Problem to solve:
Write the data below out again, with each line matching the original.

———

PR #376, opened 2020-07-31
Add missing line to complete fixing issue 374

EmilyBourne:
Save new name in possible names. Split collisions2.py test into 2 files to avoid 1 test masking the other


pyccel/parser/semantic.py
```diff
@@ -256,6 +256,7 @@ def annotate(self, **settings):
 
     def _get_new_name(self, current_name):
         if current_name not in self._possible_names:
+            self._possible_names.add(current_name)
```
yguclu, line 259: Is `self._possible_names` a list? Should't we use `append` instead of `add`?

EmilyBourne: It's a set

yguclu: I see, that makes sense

———

Exercise result:
PR #376, opened 2020-07-31
Add missing line to complete fixing issue 374

EmilyBourne:
Save new name in possible names. Split collisions2.py test into 2 files to avoid 1 test masking the other


pyccel/parser/semantic.py
```diff
@@ -256,6 +256,7 @@ def annotate(self, **settings):
 
     def _get_new_name(self, current_name):
         if current_name not in self._possible_names:
+            self._possible_names.add(current_name)
```
yguclu, line 259: Is `self._possible_names` a list? Should't we use `append` instead of `add`?

EmilyBourne: It's a set

yguclu: I see, that makes sense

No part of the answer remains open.